_ACTIVITY_. What lines of the data below include the word "splashdust"? Report them by copying each.
------ DATA SUPPLIED
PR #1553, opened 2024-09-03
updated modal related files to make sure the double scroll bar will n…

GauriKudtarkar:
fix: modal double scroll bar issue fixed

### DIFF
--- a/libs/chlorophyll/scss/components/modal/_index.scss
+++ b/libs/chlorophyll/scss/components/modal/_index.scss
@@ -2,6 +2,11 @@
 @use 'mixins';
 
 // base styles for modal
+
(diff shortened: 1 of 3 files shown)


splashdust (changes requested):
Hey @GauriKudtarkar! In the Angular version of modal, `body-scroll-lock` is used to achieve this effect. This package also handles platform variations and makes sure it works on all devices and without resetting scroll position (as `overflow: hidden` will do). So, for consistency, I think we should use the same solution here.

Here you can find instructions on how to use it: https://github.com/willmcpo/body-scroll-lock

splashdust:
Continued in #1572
------------
_RESPONSE_.
splashdust (changes requested):
splashdust:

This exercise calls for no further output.